A word-for-word restatement of the whole listing is the expected answer.

• _Data_:
----

PR #283, opened 2024-05-17
Prevent PrimaryButton double clicks

medwardson:
Only run the onClick of the primary button once, to prevent unexpected side-effects of spam

### DIFF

----

• _Task response_:
PR #283, opened 2024-05-17
Prevent PrimaryButton double clicks

medwardson:
Only run the onClick of the primary button once, to prevent unexpected side-effects of spam

### DIFF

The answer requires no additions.